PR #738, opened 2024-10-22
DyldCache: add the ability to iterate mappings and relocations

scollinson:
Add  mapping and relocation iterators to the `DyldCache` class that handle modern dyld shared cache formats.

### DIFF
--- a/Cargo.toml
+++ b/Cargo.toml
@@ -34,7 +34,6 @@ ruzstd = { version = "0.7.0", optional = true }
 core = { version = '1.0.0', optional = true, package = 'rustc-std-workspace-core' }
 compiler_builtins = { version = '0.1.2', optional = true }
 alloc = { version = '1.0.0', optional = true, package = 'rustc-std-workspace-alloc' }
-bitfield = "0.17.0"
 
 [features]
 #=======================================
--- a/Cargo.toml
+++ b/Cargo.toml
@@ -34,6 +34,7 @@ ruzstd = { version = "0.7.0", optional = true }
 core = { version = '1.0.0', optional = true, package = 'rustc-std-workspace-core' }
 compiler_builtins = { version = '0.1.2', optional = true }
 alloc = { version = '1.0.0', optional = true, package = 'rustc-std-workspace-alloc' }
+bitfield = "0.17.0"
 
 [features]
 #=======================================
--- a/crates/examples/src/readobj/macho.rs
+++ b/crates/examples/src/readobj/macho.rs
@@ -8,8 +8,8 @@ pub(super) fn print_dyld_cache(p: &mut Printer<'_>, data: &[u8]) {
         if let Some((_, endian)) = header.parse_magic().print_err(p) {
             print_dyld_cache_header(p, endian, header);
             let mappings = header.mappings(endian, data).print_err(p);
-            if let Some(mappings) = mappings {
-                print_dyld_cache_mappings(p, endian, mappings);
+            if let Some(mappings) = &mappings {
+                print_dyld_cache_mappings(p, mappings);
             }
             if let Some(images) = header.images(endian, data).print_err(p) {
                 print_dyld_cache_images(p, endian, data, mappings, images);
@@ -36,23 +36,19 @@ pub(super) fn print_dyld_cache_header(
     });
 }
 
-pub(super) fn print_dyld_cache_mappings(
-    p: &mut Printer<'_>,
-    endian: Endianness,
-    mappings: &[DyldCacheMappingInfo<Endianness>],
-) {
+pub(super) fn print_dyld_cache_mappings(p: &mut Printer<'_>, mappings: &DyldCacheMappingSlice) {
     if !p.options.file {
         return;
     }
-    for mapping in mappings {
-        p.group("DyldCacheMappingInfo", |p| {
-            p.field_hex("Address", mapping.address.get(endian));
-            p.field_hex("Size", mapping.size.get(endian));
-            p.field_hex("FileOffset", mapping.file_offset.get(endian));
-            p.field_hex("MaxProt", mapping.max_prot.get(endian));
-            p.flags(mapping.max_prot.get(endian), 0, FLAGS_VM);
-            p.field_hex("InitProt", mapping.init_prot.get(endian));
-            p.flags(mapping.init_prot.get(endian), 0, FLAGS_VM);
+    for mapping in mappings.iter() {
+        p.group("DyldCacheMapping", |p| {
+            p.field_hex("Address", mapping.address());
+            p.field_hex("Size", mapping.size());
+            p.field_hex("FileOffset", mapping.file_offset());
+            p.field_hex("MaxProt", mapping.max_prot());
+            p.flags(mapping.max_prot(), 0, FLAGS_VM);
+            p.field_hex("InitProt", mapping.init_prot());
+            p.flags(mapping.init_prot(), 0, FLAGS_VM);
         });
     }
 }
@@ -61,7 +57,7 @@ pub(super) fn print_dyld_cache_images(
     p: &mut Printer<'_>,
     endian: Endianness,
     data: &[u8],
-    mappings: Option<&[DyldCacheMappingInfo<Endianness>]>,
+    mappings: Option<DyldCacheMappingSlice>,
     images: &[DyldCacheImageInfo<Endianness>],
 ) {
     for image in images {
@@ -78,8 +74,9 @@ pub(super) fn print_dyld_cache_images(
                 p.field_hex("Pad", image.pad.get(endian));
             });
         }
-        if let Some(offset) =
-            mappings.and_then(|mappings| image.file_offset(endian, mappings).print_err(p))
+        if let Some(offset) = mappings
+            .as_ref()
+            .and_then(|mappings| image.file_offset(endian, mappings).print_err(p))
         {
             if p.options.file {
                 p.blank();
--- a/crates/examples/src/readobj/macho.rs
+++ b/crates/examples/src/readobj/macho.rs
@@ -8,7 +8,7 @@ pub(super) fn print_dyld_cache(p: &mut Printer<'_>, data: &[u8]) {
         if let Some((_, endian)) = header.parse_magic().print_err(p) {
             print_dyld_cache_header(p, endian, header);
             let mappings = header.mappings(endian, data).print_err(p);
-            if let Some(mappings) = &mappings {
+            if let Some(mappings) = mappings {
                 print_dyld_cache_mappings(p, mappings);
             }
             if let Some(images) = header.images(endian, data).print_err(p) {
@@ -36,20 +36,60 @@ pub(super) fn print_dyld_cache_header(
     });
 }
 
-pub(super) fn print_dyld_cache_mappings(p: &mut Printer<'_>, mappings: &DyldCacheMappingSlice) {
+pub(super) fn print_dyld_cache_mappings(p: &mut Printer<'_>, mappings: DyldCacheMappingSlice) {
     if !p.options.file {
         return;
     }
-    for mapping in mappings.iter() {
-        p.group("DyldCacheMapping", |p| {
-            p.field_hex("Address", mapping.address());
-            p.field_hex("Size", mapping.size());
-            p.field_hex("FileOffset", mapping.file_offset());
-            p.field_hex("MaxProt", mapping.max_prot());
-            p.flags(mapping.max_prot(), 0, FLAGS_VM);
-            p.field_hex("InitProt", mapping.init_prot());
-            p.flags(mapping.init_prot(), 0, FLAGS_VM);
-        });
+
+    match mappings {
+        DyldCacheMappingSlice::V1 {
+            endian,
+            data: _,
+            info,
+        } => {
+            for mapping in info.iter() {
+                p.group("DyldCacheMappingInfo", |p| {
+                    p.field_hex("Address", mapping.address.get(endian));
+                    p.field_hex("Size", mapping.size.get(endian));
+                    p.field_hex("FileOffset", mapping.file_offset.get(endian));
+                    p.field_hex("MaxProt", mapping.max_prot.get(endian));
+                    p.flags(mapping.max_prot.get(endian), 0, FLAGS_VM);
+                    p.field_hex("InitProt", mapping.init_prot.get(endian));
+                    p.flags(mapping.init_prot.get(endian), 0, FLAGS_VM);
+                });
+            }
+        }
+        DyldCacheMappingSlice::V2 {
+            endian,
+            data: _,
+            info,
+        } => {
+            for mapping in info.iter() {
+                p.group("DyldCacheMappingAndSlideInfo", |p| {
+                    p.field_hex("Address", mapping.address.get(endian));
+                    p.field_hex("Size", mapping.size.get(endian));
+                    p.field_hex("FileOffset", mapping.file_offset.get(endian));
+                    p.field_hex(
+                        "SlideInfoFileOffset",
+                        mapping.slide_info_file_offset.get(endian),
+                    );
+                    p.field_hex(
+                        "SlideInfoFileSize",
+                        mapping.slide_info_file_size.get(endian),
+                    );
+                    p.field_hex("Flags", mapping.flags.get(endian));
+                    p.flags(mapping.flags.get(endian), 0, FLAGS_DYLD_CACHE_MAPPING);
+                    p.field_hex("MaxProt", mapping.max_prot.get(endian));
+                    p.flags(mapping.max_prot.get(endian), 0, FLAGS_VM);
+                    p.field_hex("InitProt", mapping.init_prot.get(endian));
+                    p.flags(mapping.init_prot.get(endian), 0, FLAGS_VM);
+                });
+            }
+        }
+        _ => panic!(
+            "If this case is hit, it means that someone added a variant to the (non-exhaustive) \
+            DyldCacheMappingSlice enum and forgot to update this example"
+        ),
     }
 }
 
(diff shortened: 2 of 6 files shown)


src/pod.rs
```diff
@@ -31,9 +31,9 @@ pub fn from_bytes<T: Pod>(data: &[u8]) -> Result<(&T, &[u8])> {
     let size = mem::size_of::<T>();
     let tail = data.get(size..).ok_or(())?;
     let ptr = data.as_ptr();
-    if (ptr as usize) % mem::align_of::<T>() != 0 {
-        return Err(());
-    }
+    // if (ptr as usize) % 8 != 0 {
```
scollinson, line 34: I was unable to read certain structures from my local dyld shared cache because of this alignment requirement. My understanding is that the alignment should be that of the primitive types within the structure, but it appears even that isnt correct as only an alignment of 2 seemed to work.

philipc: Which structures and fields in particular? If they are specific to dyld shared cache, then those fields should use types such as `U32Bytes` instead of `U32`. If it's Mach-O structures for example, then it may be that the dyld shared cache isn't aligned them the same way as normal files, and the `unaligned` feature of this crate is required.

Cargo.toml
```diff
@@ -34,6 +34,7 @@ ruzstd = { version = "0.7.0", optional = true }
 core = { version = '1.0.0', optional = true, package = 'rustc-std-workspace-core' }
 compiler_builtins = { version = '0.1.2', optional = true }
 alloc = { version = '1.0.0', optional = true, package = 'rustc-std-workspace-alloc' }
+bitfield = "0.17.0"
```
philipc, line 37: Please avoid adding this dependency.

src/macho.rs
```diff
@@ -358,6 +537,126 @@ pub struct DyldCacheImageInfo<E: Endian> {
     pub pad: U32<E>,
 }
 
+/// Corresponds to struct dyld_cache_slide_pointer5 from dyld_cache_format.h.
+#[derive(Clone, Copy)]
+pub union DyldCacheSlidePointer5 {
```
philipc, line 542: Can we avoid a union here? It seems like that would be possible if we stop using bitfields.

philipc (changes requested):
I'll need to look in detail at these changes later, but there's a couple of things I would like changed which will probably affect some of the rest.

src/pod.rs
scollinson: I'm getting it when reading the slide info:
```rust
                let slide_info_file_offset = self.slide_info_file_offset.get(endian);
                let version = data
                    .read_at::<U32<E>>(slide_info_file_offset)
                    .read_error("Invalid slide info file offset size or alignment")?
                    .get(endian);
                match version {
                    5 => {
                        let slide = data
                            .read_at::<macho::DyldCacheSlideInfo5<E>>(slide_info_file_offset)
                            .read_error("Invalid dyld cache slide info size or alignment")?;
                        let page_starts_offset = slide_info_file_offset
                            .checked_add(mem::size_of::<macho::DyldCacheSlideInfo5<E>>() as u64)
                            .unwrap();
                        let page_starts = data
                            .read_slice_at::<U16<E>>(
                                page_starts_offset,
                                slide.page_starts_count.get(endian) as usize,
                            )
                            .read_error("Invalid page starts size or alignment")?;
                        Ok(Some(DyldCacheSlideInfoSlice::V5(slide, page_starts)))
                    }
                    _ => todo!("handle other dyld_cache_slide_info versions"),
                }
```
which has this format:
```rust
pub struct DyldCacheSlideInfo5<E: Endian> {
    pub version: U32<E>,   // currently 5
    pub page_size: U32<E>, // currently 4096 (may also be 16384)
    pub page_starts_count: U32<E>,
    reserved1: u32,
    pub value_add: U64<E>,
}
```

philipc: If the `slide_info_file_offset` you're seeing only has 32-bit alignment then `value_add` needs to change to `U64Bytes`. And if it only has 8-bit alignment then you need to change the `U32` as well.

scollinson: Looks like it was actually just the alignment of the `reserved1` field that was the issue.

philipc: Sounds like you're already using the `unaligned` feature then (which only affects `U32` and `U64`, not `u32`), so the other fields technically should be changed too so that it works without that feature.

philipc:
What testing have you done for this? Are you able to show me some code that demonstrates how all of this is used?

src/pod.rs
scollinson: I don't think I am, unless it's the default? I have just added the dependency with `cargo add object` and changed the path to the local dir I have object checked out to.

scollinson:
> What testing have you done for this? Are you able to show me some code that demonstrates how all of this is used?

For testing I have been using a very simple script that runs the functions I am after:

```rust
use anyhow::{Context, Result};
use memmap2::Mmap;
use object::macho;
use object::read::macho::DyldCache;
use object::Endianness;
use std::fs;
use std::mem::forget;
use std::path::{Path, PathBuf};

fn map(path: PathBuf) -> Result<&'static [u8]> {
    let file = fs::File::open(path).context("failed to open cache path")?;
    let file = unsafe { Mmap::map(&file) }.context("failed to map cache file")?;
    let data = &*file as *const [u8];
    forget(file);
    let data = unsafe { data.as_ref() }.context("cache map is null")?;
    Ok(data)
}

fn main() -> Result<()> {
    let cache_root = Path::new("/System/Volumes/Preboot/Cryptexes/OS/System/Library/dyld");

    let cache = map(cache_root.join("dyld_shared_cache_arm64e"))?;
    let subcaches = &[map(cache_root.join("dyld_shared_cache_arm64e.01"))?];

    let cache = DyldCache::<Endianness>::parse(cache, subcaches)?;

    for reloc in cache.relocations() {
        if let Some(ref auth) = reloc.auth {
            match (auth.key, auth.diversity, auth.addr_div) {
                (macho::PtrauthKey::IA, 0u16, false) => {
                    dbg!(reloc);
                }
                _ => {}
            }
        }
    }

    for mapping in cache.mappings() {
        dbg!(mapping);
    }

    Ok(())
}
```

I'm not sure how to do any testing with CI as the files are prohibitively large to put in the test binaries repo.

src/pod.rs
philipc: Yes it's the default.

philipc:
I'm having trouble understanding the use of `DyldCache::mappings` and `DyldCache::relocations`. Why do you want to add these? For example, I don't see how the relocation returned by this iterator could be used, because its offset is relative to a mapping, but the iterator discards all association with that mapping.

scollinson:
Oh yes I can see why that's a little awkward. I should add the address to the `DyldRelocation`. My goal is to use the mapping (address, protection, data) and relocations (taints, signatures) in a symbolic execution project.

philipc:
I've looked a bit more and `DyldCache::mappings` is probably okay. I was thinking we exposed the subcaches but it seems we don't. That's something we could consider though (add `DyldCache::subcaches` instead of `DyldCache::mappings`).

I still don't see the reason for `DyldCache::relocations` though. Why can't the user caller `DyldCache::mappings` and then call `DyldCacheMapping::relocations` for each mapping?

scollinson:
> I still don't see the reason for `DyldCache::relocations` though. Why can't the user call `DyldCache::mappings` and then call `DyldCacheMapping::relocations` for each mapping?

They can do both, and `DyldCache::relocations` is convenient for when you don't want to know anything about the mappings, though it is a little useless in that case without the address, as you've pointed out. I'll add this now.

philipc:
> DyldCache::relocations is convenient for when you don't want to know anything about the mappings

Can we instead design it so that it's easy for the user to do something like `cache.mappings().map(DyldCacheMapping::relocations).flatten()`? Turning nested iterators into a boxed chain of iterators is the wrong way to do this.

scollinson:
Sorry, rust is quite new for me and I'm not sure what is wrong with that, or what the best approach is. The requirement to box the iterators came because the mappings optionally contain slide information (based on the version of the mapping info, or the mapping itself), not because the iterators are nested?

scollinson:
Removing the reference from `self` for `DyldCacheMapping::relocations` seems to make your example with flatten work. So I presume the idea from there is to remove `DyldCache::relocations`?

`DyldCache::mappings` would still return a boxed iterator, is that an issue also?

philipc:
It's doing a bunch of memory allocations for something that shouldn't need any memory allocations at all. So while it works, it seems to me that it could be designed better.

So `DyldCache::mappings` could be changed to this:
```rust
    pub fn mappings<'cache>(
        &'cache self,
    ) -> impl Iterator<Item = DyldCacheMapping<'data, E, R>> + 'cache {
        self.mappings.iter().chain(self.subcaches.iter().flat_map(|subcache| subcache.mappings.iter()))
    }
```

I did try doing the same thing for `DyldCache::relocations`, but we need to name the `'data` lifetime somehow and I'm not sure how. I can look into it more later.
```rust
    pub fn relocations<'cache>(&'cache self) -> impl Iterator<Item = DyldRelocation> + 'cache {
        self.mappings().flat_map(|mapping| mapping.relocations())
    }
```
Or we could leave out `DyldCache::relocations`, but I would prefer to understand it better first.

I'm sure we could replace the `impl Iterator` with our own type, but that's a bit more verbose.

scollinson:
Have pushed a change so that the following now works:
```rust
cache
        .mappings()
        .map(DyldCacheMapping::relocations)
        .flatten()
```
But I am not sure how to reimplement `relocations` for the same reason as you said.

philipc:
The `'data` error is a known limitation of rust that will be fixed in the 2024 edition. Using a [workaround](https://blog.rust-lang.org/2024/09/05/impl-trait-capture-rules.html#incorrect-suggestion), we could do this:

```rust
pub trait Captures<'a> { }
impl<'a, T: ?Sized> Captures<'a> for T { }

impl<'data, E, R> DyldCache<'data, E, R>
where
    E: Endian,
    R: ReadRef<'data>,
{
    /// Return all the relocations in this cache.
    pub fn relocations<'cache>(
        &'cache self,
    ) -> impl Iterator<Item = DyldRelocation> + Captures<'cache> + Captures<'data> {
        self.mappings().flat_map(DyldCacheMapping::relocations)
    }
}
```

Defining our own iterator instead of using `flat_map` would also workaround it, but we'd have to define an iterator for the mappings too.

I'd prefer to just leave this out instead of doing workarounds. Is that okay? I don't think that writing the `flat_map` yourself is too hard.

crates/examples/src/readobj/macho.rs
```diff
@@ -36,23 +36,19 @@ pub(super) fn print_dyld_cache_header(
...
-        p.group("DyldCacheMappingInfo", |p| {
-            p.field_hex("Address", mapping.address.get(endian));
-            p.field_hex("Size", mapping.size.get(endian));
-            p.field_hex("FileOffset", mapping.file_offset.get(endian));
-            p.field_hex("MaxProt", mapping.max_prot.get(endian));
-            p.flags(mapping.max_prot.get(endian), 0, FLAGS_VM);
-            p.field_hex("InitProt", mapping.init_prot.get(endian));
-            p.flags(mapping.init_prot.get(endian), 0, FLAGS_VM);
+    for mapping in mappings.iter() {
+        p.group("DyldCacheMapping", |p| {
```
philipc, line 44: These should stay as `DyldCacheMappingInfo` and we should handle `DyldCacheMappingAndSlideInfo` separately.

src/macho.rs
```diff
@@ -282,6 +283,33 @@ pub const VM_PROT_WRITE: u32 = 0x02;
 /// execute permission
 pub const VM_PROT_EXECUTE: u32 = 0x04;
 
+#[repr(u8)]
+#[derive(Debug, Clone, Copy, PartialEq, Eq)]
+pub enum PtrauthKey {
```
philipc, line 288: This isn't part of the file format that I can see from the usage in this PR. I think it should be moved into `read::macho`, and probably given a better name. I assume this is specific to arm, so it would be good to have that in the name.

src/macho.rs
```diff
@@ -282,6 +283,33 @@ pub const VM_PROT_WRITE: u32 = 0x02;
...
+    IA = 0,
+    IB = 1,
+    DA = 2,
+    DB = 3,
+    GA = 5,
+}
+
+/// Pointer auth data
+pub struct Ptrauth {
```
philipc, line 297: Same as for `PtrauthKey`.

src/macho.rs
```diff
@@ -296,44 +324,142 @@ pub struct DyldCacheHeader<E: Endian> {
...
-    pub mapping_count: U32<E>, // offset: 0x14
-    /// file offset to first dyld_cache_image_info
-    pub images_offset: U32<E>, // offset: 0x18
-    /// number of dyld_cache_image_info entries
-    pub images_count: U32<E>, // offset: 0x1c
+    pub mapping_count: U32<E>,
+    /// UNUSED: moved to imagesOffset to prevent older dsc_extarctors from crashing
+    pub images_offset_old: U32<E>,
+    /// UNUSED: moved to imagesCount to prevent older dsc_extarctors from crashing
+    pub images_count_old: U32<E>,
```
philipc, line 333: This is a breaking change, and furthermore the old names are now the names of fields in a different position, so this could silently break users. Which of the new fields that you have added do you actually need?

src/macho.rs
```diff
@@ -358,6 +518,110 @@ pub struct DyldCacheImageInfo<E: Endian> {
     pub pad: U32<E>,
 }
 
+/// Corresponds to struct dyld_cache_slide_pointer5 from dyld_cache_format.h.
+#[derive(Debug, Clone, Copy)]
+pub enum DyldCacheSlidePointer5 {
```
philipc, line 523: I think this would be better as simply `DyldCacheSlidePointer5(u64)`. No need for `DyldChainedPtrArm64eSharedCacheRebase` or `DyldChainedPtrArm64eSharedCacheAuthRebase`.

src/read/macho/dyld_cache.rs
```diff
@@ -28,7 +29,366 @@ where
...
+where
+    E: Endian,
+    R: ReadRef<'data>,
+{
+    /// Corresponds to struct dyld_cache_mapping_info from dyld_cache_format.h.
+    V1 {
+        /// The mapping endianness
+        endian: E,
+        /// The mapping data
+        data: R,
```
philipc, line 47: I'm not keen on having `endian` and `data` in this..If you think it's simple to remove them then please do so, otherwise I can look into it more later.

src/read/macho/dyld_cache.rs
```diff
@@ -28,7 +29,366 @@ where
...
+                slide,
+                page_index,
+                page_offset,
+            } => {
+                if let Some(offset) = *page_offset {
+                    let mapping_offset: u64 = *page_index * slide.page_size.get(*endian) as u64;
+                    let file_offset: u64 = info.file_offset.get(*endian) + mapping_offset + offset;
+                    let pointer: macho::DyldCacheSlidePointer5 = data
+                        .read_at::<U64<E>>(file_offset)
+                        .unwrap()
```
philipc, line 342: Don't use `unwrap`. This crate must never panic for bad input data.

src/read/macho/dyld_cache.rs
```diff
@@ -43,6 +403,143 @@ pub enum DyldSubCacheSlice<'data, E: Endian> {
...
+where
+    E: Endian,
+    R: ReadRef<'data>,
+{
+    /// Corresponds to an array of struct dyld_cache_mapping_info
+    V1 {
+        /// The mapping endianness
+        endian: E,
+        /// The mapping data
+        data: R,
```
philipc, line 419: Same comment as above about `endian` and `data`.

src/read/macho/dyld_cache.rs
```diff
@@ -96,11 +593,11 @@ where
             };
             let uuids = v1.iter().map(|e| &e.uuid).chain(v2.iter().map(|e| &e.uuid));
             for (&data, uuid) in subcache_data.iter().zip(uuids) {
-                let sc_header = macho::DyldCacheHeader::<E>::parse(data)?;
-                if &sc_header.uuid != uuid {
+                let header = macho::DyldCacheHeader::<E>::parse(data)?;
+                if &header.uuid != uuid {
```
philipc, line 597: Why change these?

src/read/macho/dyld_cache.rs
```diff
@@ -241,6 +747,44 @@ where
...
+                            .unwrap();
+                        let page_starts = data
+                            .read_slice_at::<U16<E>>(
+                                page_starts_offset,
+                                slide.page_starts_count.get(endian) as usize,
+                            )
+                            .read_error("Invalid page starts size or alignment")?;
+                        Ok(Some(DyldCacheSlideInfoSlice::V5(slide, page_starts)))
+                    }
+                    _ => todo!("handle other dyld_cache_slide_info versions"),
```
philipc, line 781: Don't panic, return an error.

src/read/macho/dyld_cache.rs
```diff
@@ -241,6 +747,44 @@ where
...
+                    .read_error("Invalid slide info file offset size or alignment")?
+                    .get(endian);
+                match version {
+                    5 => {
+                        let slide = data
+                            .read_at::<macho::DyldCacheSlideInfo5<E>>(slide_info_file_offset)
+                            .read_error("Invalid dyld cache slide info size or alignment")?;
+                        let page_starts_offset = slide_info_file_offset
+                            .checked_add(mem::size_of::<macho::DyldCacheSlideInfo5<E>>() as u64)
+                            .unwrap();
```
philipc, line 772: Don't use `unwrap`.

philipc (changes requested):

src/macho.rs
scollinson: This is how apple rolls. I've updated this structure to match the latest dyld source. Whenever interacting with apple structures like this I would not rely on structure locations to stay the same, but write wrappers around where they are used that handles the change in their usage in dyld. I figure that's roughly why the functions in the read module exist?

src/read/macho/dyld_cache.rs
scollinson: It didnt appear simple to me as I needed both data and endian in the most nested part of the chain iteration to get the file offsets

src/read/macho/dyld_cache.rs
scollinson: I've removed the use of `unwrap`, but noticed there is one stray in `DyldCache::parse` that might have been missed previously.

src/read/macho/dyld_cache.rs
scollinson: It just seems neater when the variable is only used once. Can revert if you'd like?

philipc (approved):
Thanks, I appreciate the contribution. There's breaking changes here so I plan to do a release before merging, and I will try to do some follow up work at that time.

■ ■ ■ ■ ■

Each line of the entries above that has the word "DyldCacheMappingAndSlideInfo" is to be copied.

EXERCISE SOLUTION:
+                p.group("DyldCacheMappingAndSlideInfo", |p| {
philipc, line 44: These should stay as `DyldCacheMappingInfo` and we should handle `DyldCacheMappingAndSlideInfo` separately.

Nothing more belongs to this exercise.